For your situation, mark_I_watson, probably get a cert from a CA, the cheap
"domain only" variety where you can verify your site to the CA simply by
putting a file in the web root directory.

I say this assuming the content is whatever you were already displaying to the
world without encryption - therefore low-security. The cert allows you to put
meaningful authentication on your site (otherwise passwords go in plaintext,
for example).

For a medium security level, sufficient for online money transactions, you
would have to get a higher-assurance type of cert - this requires more money,
sending business and personal ID documents to verify your business to the CA,
etc..

For really secret communications - getting into a degree of NSA-proofing -
among other things you have to avoid involving a CA, and preferably make
browser certificates for trusted clients, to spare them the warnings that
browsers throw up on non-CA server certificates.
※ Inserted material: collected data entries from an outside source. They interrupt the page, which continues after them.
PR #229, opened 2025-12-22
ADD: Basic soc info for H713 chip. Starting point.

Fiooodooor:
ADD: Basic soc info for H713 chip. Starting point.

Chips are being miss recognized and mistakenly wrong values are being used for addresses. This will be added later.

The full credit for this PR must go to the @shift
 owner of https://github.com/shift/sun50iw12p1-research I am only a bystander. Worth noticing that the full repository is result of some kind of vibe coding results and is hard to read and got through.

NOTICE: Please feel free to take ownership of this PR, add changes and make progress. Including merge, rebase of the head etc. Just don't wait for me in case i am not responsive in ~1-2 days

### DIFF
--- a/soc_info.c
+++ b/soc_info.c
@@ -577,6 +577,21 @@ soc_info_t soc_info_table[] = {
 		.rvbar_reg    = 0x08100040,
 		.watchdog     = &wd_h6_compat,
 	},{
+		.soc_id       = 0x1860, /* Allwinner H713 */
+		.name         = "H713",
+		.spl_addr     = 0x20000,
+		.scratch_addr = 0x21000,
+		.thunk_addr   = 0x53a00, .thunk_size = 0x200,
+		.swap_buffers = h616_sram_swap_buffers,
+		.sram_size    = 207 * 1024,
+		.sid_base     = 0x03006000,
+		.sid_offset   = 0x200,
+		.sid_sections = generic_2k_sid_maps,
+		.rvbar_reg    = 0x09010040,
+		.rvbar_reg_alt= 0x08100040,
+		.ver_reg      = 0x03000024,
+		.watchdog     = &wd_h6_compat,
+	},{
 		.soc_id       = 0x1886, /* Allwinner V853 */
 		.name         = "V853",
 		.spl_addr     = 0x20000,


Icenowy:
Where is H713 user manual available? I don't think the PR reviewable w/o UM.

shift:
AFAIK there is no H713 user manual. I even signed up with Allwinner as a developer and couldn't find anything about it. But is is used on a boat load of cheap projectors now running insecure and outdated Android. My repo is linked in the original. I used some spec driven development with a few different agents to get them to reverse engineer the manufacturer supplied image, which luckily had some development headers for the kernel in the initramfs and some other bits which allowed for the RE to be kind of successful. I've had reports from other developers that the U-Boot which my repo can build boots on a few different board revisions of this SoC. Out of the 4 projectors I've had access too each is slightly different. Some have a UART, some don't. Specs of the devices seems to vary wildly.

All of my findings are in the linked repo. You'll need to source the factory images elsewhere due to copyright concerns.

Icenowy:
Well, to be honest, `sp_irq=0x00000000, sp=0x00000000` looks very bogus.
Maybe it's some caching issue?
Could `.icache_fix = true` be tried?

In addition, the SoC info does not match information in the repository too.

Fiooodooor:
As for the Allwinner H713 chip I've got it in cheap projector as @shift mentioned, I bought it as not booting up, out of pure curiosity, for couple of dollars. From the beginning I had "communication" issues when using native Allwinner recommended and available firmware software, but I must admit that changes included in mentioned repository allowed me to make some progress, but not yet managed to patch the firmware and boot it.
If anyone interested I can just send the projector on chosen address as I no longer need it nor have spare time lately.

As a side note, I find Rockchip software way more intuitive.

Fiooodooor:
@icenowy Yes if this is required, as I did not find any relevant docs on this chip.
If I will remember I will send some logs from Linux tools and here is what I could get from Windows 11:

```powershell
PS C:\Users\milos\Downloads\new\xfel-windows-v1.3.5> .\xfel.exe version
WARNING: Not yet support this device ID 0x00186000
ERROR: No FEL device found!
```
And some USB logs:
[hy320_usbtree_driver_log.log](https://github.com/user-attachments/files/24319814/hy320_usbtree_driver_log.log)

Fiooodooor:
More changes with one of waiting PRs added can be seen here: 
https://github.com/linux-sunxi/sunxi-tools/compare/master...Fiooodooor:sunxi-tools:master

apritzel:
@Fiooodooor can you please make a proper pull request? So:
- no merge requests, and no unrelated patches (A733 support)
- fixes first. Just the strncmp change looks like a genuine bugfix (regardless of the buffer change before), please make this a separate patch and make it come first in your PR, or send as a separate PR.
- no fix patches for something you introduced. So the H713 support should be *one* patch, not one patch and a fix.

I don't understand what that "H616 variant" in the name should mean.
And I am confused about the SPL address. If the chip has SRAM A1, at 0x20000, we should load the SPL in there, as this is probably what the BootROM does for SD card boots. U-Boot's SPL is linked at a fixed address, so we need that to be the same between SD card, eMMC, NOR SPI flash (dictated by the BROM), and FEL.
The sentence "boot0.bin load SPL at some address" doesn't make much sense, because boot0 is the Allwinner name for the SPL. What's important is where boot0.bin has been loaded to, and we should use that address. It is possible that this is in some large SRAM at 1MB, as the R329, with a close-by SoC-ID, uses that address, but we would need to confirm this.
A BootROM dump and/or disassembly would help here.

Fiooodooor:
@apritzel I would of course love to make a proper, full, pull request from the mentioned fork changes (now updated to exclude out of scope changes)
https://github.com/linux-sunxi/sunxi-tools/compare/master...Fiooodooor:sunxi-tools:master 

but the current one is introducing only basic info for the chip id to work: 
image
Please feel free to add any required changes to my PR as I am doing this only in free time.
@shift any updates from your side regarding the topic? Can you check the link i've shared and give me your thoughts :)

apritzel:
@Fiooodooor this "basic" info is mostly all we need for a new SoC, but we need to make sure it's correct. I don't have that device, so we would need to lean on someone who does to verify that. So for instance what is the spl_addr you propose? 0x20000 or 0x100000? And the screenshot looks like a copy of H616, including the H616 RVBAR hack we needed, but I doubt the H713 needs. This could all be checked better with a BROM dump. Does FEL somehow work for you, with those changes? Can you please try to dump the BROM then, with:

    $ ./sunxi-fel read 0 32768 brom.bin

Maybe we need more than 32K, please try bigger values as well.

And reading this AI vibe coding ... nonsense left me seriously confused.
How do you enter FEL on this projector? By connecting a USB-A <-> USB-A cable, without powering on the device, as suggested by some reports? This might mean the device is powered through the voltage injected via the USB-A port, from your host, which might not be enough to provide stable power? So regular boot fails, and the BROM enters FEL, but even for FEL it's not enough power? And thus we see all kinds of strange things, including reboots?
But is all speculation and shooting in the dark, unless we get reliable reports of what's going on exactly.

Also the strcmp change looks weird, after having a second look. "AWUS" should be followed by 0x00 bytes, the wiki reports this being a tag. In my experiments this got echoed back from the "AWUC" request sent earlier. So by us putting 0x00's in there we should get them back, and the strcmp should work. So can you dump what was actually sent back, especially behind the "AWUS", when the original code triggered the assert?

Oh, and also:
> doing this only in free time.

this is true for almost everyone messing around with Allwinner devices, so welcome to the club ;-)

jefflessard:
Hi @apritzel, I'd like your review for this H713 alternative entry, with each value explicitly sourced. I'm new to sunxi platform and sunxi-fel, so I am not mastering everything here.

According to my analysis, the H713 (`sun50iw12p1`) SRAM layout is completely different from H616: `spl_addr` is `0x104000`, not `0x20000`, so the existing PR's entry is a straight copy-paste from H616 and is incorrect.


Here's the derived entry with rationale for each value:

```c
sram_swap_buffers h713_sram_swap_buffers[] = {
    /*
     * BROM FEL scratchpad sits at 0x121500 (reported directly by
     * "sunxi-fel -v version"). buf1 starts at 0x121000 to cover it
     * with a 4KB window. buf2 at 0x10c000 is the safe middle zone:
     * above SPL's 32KB init RAM (0x104000 + CONFIG_SYS_INIT_RAM_SIZE
     * 0x8000 = 0x10c000 = CONFIG_FES1_RUN_ADDR) and below the BROM
     * scratchpad.
     */
    { .buf1 = 0x121000, .buf2 = 0x10c000, .size = 0x1000 },
    { .size = 0 }
};

/*
 * Watchdog base 0x02051000 confirmed via ADB device-tree inspection
 * (watchdog@2051000, compatible = "allwinner,sun50i-wdt").
 * reg_mode = base + 0x08: derived from Creality BSP
  * https://github.com/CrealityTech/sonic_pad_os/blob/main/lichee/brandy-2.0/u-boot-2018/drivers/watchdog/sunxi_wdt.c struct layout
 * (ctl @ +0x00, cfg @ +0x04, mode @ +0x08). reg_mode_value = 1
 * (WDT_MODE_EN): the write-protect key (0x16aa) is only applied to
 * wdt->ctl in this driver, not wdt->mode, so no key needed here.
 */
const watchdog_info wd_h713_compat = {
    .reg_mode       = 0x02051008,
    .reg_mode_value = 1,
};

{
    .soc_id = 0x1860,               /* confirmed via ADB: sram_ctrl soc_ver/ver_a = 0x18600000,
                                     * and by sunxi-fel -v version output */
    .name   = "H713",
    /*
     * spl_addr: CONFIG_BOOT0_RUN_ADDR = CONFIG_SYS_SRAM_BASE = 0x104000,
     * from sun50iw12p1.h in Creality BSP
     * https://github.com/CrealityTech/sonic_pad_os/blob/main/lichee/brandy-2.0/spl/include/configs/sun50iw12p1.h
     * struct sunxi_wdog: {ctl@+0x00, cfg@+0x04, mode@+0x08} consistent
     * with wd_a523_compat (base 0x02050000, reg_mode = 0x02050008 = base+0x08).
     * sram_size: CONFIG_SYS_SRAM_SIZE = 0x020000 (128 KiB), same source.
     */
    .spl_addr     = 0x104000,
    /*
     * scratch_addr: taken directly from BROM FEL report ("scratchpad=00121500"),
     * rather than the usual spl_addr + 0x1000 = 0x105000
     * "sunxi-fel -v version" → scratchpad=00121500
     */
    .scratch_addr = 0x121500,
    /*
     * thunk_addr: SRAM top (0x104000 + 0x20000 = 0x124000) minus thunk_size.
     */
    .thunk_addr   = 0x123e00, .thunk_size = 0x200,
    .swap_buffers = h713_sram_swap_buffers,
    .sram_size    = 128 * 1024,
    /*
     * sid_base: confirmed via ADB device-tree (sid@3006000, reg = 0x03006000,
     * size = 0x1000). sid_offset 0x200 follows the universal post-H6 pattern.
     * Full SID section map not documented in BSP DT; using generic placeholder.
     */
    .sid_base     = 0x03006000,
    .sid_offset   = 0x200,
    /*
     * rvbar_reg: assumes the H713 doesn't need the H616 RVBAR hack, using the
     * single-register pattern from, A133/R329 (0x08100040) with no rvbar_reg_alt.
     */
    .rvbar_reg    = 0x08100040,
    /*
     * ver_reg: sram_ctrl base 0x03000000 + soc_ver/offset 0x24 (confirmed
     * via ADB: sram_ctrl@3000000/soc_ver/offset = 0x00000024).
     */
    .ver_reg      = 0x03000024,
    .watchdog     = &wd_h713_compat,
},
```

The entry has been validated on a live H713 device reporting androidboot.hardware=sun50iw12p1: `sunxi-fel -v version` identifies the SoC correctly and FEL reads complete without hangs, confirming `swap_buffers` preserves the BROM stacks correctly. The one field I'm least confident about is `rvbar_reg`, I'd be happy to defer to your judgment there since it can't be verified without actually exercising multi-core bring-up through FEL.

Here are the tests I've run so far with this alternative entry:

```sh
$ sunxi-fel -v read 0x104000 4096 sram_low.bin && xxd sram_low.bin | head
00000000: 0300 0000 4350 5573 1803 0000 0300 0000 ....CPUs........
00000010: fb7b 7b00 0100 0000 f410 0000 0000 0004 .{{.............
00000020: 701c 0000 4000 0000 1800 0000 0000 0000 p...@...........
00000030: 9521 4a00 9031 4202 61b0 0800 9678 78b4 .!J..1B.a....xx.
00000040: 0000 0000 4848 4848 4800 0000 1e12 2016 ....HHHHH..... .
00000050: 0000 0000 0000 0000 0000 0000 0000 3444 ..............4D
00000060: 6666 0000 0361 01b4 0000 0000 0000 0000 ff...a..........
00000070: 0000 0000 0000 0000 0000 0000 0000 0000 ................
00000080: 0000 0000 0000 0000 0000 0000 0000 0000 ................
00000090: 0000 0000 0000 0000 0000 0000 0000 0000 ................
```

```sh
$ sunxi-fel -v read 0x121000 4096 sram_top.bin && xxd sram_top.bin | head
00000000: 0000 0000 0000 0000 0000 0000 0000 0000 ................
00000010: 0000 0000 0000 0000 0000 0000 0000 0000 ................
00000020: 0000 0000 0000 0000 0000 0000 0000 0000 ................
00000030: 0000 0000 0000 0000 0000 0000 0000 0000 ................
00000040: 0000 0000 0000 0000 0000 0000 0000 0000 ................
00000050: 0000 0000 0000 0000 0000 0000 0000 0000 ................
00000060: 0000 0000 0000 0000 0000 0000 0000 0000 ................
00000070: 0000 0000 0000 0000 0000 0000 0000 0000 ................
00000080: 0000 0000 0000 0000 0000 0000 0000 0000 ................
00000090: 0000 0000 0000 0000 0000 0000 0000 0000 ................
```

```sh
$ sunxi-fel -v read 0 32768 brom.bin
usb_bulk_recv() ERROR -7: Operation timed out

$ sunxi-fel -v read 0x00010000 65536 brom.bin # try H6/H616 BROM location
usb_bulk_recv() ERROR -7: Operation timed out

$ sunxi-fel -v read 0xffff0000 65536 brom.bin # ARM high-vec fallback
usb_bulk_recv() ERROR -7: Operation timed out
```

apritzel:
Hi @jefflessard, thanks for the info, a few things to mention:
- `rvbar_reg` is needed for the 64-bit switch, sunxi-fel doesn't care about secondary cores
- `sunxi-fel read` is mapping directly to a FEL USB protocol primitive, there is no code upload or swap_buffers used. It would work once you have some entry with the  SoC ID matching, so doesn't prove that the other values are correct.
- `scratchpad` and `scratch_addr` are two completely different things. The former is just one address that the BROM reports, and we print this, purely for informational purposes. I think it means the BROM code uses this address for buffers or BSS or something, so we actually should not touch it. `scratch_addr` on the other hand is some free SRAM region, purely designated by us, that we can use to upload small code snippets. It should *not* be used by the BROM in any way.
-  The reason for swap_buffer is to save and restore the buffers and stacks used by the BROM that are in the area we load the SPL to. If something is far away from that, we don't need to swap it. So as this BROM scratchpad is almost 120K away from the SPL load address, I wouldn't worry about it - just leave it alone (limit SRAM size). 
- The `.buf2` address should be *high*, far away from the low SRAM addresses used by any code like the SPL. 32K is far too limiting for modern SoCs.
- So the swap_buffers typically need to cover the IRQ stack, which historically lives close to the beginning of the SRAM, like a few KBytes in. I think the `spl` command dumps the value of the SP_IRQ register? We would definitely need to save that IRQ stack. Some BROMs use buffers in low SRAM as well, this could be verified by repeatedly dumping the SRAM and looking for changes. Or writing known values to the SRAM and trying to read them back, to compare the content.
- I would not give too much on similarities with previous SoCs, Allwinner changes things seemingly randomly, when they seem fit. Especially I think the H616 is not particularly close: the BSP mention NCAT2, and also the SoC ID puts that chip more into the vicinity of the R329 and R528/D1/T113s3. R329 also has high SRAM, so that might be a better candidate for copy&paste.

There are more things, I think you gather that's not a trivial task.
Do you have a serial console connected? IIRC there is no SD card on this device, so we cannot boot from there to verify things?
I have some diagnostic code that dumps registers into SRAM, where we can read them back, so we don't need serial. I will try to dig this out and send it over, to learn about the BROM specifics here, and maybe eventually even being able to dump the BROM. I think FEL blocks direct access deliberately, but we can upload code that copies the BROM to SRAM, then read this back afterwards. If you feel comfortable with bare metal Arm32 assembly, give it a go, otherwise I see what existing code I can find here for that.

jefflessard:
Hi @apritzel, thanks for the detailed feedback, it was very helpful. I've reworked the entry based on your corrections. Here's the updated state with methodology for each value.

## Corrected Entry

```c
sram_swap_buffers h713_sram_swap_buffers[] = {
    /* sp_irq=0x00105400 confirmed via "sunxi-fel spl" on clean FEL session.
     * SRAM diff (multiple dumps across FEL operations) independently confirms
     * BROM modifies 0x10539C-0x1053FC during FEL — consistent with IRQ stack
     * just below 0x105400.
     * buf2 at 0x11E000: high SRAM, well below main stack (sp=0x120300).
     */
    { .buf1 = 0x105000, .buf2 = 0x11e000, .size = 0x0400 },
    { .size = 0 }
};

const watchdog_info wd_h713_compat = {
    .reg_mode       = 0x02051008,
    .reg_mode_value = 1,
};

{
    .soc_id       = 0x1860,
    .name         = "H713",
    .spl_addr     = 0x104000,
    .scratch_addr = 0x106000,
    .thunk_addr   = 0x120e00, .thunk_size = 0x200,
    .swap_buffers = h713_sram_swap_buffers,
    .sram_size    = 116 * 1024,
    .sid_base     = 0x03006000,
    .sid_offset   = 0x200,
    .icache_fix   = true,
    .rvbar_reg    = 0x08100040,
    .ver_reg      = 0x03000024,
    .watchdog     = &wd_h713_compat,
},
```

## What changed from my earlier proposal and why

**`scratch_addr`: `0x121500` → `0x106000`**

You were right that the BROM-reported scratchpad and `scratch_addr` are unrelated. I set `scratch_addr = 0x106000` because code execution at `0x105000` fails (it overlaps the IRQ stack at `sp_irq = 0x105400`), while `0x106000` works reliably. Tested by uploading and executing small ARM snippets that write known values to a target address.

**`swap_buffers`: completely reworked**

Following your guidance, I determined the IRQ stack location empirically using two methods:

1. `sunxi-fel spl fes1.fex` reports `sp_irq=0x00105400, sp=0x00120300` (with `icache_fix`, see below).
2. SRAM pattern-diff: dumped the full SRAM, ran FEL operations (version only, no scratch_addr usage), dumped again, diffed. The BROM modifies exactly these locations between operations:
   - `0x10539C`, `0x1053C8-0x1053CA`, `0x1053DC`, `0x1053FC` (IRQ stack area)
   - `0x120248`, `0x120314` (main stack area)

   This was consistent across 5 consecutive dump pairs.

So `buf1 = 0x105000` with `size = 0x400` covers the IRQ stack, and `buf2 = 0x11E000` is high SRAM (104 KiB from spl_addr), well below the main stack.

**`sram_size`: `128 * 1024` → `116 * 1024`**

Per your advice to "limit SRAM size" to exclude the BROM scratchpad area. The BROM reports its scratchpad at `0x121500`, so I cap at `0x121000` (giving `0x121000 - 0x104000 = 0x1D000 = 116 KiB`). `thunk_addr` adjusted accordingly to `0x120E00`.

**`icache_fix = true`** (new)

This was a significant finding. Without `icache_fix`, the `aw_get_stackinfo` thunk returns garbage, it reads back stale data from a previous operation at `scratch_addr` instead of the freshly uploaded code's results. With `icache_fix = true`, `sp_irq` and `sp` come back as valid SRAM addresses that match the SRAM diff results. I also observed that code execution at a given address works on first use but fails on subsequent uploads of different code to the same address within the same FEL session, classic icache staleness.

**`watchdog`: `0x02051008`**

Base `0x02051000` confirmed via ADB device-tree (`watchdog@2051000`, compatible `allwinner,sun50i-wdt`). Mode register offset `+0x08` from BSP `sunxi_wdt.c` struct layout (`ctl@+0x00, cfg@+0x04, mode@+0x08`), cross-referenced against the A523 entry which uses the same `base + 0x08` pattern. Not destructively tested.

## What I don't have

- **No serial console**: There are TRG pads on the PCB (HY300 Pro+) which I guess are the UART but I could not get any output. Trying to see what's happening on the line with an oscilloscope didn't help.
- **No SD card slot**: eMMC only.
- **`rvbar_reg`**: using `0x08100040` per your earlier comment. Cannot verify without actually executing the 64-bit switch.
- **`sunxi-fel spl` upload fails**: stack pointers are read successfully, but the subsequent SPL data upload times out during `usb_bulk_send`. This happens after the swap_buffers save and during the actual data write to the SPL area. Basic FEL writes work fine (I've written 638 KB to DRAM after fes1 init without issues), so this seems specific to the SPL upload sequence. Any ideas?

## Device details

- HY300 Pro+ projector, Allwinner H713, 1 GB DDR3, eMMC only
- Android 11, rooted, ADB available
- FEL mode accessible via physical button
- Kernel: `5.4.99-00049-g34f0974adef4` (vendor BSP, 32-bit userspace)
- Bootargs report `androidboot.hardware=sun50iw12p1`

Your offer of diagnostic code for register/BROM dumping would be very welcome. I'm comfortable running bare-metal ARM32 payloads via `sunxi-fel exe` (that's how I validated `scratch_addr` and `icache_fix`). Being able to dump the BROM would be particularly useful since FEL blocks direct reads to the BROM address range (reads at `0x0`, `0x10000`, `0xFFFF0000` all time out).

This is unsuitable for
(legal) commerce (commercial payment processors would reject your business),
and still vulnerable to metadata collection (unless you put it on TOR or
equivalent), and still vulnerable to state coercion of private keys or forced
code-trojaning.

Note that the third solution requires that your clients have a means of
verifying that the site is yours rather than an imposter - you avoid a CA
having the power to enable some other site to impersonate yours, but trusted
users must have a basis for trust by a "side channel" such as knowing you
personally, you being their employer, or reputation of your digital signature
over time.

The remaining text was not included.